Task prompt: In the listing below, count each line containing "changes" and answer with the count only.

Information given:
BEGIN

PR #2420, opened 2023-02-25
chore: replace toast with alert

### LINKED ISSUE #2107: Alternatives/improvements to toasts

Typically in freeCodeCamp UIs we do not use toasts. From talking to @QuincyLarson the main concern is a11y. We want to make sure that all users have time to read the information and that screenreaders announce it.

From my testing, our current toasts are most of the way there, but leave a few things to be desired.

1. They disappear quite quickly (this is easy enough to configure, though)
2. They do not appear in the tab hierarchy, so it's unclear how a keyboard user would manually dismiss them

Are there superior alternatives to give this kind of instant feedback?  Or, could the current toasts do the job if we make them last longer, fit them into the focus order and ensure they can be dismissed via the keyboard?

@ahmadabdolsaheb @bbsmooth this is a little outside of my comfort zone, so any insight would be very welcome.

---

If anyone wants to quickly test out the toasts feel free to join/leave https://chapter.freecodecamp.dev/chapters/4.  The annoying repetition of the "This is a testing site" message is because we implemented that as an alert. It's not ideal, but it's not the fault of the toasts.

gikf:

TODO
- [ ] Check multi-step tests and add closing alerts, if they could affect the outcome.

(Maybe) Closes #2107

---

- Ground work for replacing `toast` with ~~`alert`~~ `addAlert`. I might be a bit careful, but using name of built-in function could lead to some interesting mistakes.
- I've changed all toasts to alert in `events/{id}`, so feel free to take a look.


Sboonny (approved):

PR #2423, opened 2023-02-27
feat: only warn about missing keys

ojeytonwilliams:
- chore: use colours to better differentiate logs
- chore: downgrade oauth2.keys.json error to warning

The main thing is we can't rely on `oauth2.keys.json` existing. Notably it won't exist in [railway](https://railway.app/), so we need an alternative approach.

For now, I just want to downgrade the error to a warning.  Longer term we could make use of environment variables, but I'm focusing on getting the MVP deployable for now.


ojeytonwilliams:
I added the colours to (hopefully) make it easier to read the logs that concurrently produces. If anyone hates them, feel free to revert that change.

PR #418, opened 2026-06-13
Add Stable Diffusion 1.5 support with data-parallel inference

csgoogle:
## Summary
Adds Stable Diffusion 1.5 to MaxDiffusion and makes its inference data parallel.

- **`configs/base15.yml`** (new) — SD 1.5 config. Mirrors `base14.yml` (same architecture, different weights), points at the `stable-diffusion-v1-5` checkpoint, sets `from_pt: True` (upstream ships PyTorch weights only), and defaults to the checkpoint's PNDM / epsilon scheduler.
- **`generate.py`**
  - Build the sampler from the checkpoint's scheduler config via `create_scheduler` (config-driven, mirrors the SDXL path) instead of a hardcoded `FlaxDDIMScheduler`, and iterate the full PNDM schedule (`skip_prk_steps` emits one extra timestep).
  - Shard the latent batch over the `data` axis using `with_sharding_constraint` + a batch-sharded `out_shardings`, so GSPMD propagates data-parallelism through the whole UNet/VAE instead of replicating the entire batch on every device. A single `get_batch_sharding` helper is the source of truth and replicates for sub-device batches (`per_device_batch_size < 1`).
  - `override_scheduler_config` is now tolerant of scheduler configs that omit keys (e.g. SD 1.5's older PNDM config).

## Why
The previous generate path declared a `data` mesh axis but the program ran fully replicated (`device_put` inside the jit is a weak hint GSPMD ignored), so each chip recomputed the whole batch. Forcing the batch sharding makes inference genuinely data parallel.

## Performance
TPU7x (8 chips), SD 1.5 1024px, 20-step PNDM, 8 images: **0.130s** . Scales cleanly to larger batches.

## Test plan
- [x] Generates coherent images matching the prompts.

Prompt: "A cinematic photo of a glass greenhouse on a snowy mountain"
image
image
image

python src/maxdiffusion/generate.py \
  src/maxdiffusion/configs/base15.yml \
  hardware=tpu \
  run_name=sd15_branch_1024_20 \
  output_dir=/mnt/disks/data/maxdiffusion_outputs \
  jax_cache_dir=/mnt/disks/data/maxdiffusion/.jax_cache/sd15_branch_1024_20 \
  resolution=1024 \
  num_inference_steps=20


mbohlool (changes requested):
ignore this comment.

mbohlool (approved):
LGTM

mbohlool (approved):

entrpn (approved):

END
BEGIN

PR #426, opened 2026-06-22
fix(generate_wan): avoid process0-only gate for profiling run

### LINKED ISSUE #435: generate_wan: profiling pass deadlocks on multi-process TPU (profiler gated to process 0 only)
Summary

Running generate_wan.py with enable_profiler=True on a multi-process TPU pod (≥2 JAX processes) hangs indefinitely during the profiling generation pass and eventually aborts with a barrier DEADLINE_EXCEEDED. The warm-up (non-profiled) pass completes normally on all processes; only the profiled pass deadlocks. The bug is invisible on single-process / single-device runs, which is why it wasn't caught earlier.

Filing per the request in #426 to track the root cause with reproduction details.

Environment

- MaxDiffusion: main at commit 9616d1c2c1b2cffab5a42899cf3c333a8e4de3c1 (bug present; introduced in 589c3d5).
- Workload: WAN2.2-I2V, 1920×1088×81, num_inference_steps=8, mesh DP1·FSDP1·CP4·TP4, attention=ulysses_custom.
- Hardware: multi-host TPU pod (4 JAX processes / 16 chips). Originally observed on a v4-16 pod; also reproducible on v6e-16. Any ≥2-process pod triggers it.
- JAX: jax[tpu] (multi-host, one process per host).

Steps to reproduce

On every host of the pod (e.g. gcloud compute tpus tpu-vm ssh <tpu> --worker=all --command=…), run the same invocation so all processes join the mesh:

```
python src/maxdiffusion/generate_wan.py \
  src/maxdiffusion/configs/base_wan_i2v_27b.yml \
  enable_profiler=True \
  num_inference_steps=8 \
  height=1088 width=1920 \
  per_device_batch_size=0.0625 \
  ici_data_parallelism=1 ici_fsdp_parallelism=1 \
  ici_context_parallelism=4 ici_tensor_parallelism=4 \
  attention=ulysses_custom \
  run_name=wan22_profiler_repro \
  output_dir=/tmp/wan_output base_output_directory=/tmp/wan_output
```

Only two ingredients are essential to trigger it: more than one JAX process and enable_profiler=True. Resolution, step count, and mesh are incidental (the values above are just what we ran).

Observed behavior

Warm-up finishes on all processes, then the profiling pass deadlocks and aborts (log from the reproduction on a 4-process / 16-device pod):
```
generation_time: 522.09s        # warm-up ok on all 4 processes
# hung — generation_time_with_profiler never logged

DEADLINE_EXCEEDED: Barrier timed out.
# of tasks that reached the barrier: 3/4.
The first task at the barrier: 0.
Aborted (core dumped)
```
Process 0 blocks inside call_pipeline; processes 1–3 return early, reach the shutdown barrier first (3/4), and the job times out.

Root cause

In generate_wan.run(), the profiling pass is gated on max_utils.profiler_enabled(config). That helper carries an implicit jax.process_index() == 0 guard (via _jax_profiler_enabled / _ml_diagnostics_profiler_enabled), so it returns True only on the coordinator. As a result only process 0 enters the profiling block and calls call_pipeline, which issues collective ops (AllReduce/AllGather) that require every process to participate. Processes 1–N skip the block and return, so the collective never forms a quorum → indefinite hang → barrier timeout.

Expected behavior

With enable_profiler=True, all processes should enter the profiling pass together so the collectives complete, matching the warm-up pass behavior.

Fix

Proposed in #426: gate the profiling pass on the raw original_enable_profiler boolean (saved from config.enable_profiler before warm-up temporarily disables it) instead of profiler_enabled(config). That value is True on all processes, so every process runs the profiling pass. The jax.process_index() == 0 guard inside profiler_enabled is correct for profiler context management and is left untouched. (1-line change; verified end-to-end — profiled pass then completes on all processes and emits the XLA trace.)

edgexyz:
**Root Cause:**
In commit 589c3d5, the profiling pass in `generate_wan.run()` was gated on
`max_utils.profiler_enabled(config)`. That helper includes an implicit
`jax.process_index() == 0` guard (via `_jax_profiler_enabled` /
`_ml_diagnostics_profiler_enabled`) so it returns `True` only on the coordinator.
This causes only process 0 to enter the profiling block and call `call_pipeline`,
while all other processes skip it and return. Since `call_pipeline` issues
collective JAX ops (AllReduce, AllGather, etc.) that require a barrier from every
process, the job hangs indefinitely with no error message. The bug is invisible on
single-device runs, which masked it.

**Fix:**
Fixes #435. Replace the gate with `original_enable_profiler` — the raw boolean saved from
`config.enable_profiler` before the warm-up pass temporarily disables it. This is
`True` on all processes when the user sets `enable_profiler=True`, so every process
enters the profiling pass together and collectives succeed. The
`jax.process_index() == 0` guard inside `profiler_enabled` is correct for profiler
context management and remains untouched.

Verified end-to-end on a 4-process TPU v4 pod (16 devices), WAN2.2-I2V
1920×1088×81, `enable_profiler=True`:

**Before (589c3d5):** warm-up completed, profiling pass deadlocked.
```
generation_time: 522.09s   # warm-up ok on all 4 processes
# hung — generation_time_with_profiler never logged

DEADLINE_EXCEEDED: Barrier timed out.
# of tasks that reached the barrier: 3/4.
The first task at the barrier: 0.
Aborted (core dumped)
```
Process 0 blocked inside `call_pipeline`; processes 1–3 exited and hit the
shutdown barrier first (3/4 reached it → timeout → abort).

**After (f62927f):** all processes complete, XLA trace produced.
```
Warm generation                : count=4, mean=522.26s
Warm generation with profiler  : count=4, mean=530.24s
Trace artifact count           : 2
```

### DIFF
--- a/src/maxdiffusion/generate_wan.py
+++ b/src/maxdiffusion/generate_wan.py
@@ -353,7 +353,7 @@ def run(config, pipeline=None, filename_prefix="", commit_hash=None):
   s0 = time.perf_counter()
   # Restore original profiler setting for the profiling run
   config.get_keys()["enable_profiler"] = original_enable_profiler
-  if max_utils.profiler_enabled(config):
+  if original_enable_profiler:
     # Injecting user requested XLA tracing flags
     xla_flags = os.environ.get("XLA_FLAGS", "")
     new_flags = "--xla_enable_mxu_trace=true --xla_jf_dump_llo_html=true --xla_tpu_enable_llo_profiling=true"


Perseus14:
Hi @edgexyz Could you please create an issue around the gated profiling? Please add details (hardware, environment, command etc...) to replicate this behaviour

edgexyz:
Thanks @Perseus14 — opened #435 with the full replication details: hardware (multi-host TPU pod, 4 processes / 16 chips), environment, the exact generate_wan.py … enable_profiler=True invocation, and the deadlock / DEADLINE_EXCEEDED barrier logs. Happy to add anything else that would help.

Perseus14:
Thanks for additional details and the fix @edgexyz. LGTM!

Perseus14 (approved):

END
BEGIN

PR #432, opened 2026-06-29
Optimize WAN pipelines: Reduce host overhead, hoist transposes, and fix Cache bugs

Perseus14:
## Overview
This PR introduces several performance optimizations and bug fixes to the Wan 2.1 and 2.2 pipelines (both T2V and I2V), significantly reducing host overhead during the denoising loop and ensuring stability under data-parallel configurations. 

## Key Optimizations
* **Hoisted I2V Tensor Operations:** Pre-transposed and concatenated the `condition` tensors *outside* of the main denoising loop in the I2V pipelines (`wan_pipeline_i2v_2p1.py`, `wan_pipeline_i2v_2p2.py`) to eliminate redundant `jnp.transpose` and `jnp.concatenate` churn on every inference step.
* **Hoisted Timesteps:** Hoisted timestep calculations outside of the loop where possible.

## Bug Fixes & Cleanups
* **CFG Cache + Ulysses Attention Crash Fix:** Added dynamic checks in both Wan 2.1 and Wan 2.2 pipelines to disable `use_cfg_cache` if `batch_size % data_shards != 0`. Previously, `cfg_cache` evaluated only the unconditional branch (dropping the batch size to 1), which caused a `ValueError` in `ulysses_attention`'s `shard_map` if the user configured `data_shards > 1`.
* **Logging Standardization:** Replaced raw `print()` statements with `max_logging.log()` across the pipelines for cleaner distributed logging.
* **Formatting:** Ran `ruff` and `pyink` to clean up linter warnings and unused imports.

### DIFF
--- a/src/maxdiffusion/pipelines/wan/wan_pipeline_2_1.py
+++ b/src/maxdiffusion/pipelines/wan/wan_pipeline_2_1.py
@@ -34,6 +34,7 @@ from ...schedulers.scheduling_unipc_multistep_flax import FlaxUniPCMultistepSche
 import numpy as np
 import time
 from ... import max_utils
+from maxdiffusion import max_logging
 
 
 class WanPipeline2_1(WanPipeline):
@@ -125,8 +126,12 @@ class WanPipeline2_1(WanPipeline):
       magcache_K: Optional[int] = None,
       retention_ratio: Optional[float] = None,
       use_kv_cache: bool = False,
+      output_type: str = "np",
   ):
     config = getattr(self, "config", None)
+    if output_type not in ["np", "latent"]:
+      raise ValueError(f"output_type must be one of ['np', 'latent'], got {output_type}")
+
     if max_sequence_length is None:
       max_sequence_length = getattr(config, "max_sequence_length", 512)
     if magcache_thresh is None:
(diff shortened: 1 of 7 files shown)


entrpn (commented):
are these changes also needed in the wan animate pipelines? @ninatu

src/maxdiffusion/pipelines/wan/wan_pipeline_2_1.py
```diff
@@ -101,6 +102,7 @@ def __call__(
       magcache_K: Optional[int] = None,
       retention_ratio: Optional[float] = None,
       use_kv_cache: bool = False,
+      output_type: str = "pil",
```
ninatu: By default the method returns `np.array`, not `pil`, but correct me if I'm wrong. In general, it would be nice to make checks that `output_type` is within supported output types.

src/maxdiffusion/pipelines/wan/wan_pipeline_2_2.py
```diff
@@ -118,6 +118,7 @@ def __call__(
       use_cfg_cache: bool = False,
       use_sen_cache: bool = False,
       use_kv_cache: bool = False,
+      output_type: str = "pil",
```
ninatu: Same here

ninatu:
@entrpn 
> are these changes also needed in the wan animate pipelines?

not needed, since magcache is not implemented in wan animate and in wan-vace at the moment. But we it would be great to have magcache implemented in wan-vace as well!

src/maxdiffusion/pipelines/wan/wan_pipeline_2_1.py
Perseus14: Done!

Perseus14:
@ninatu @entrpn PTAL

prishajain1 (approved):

END

Response to the task: 3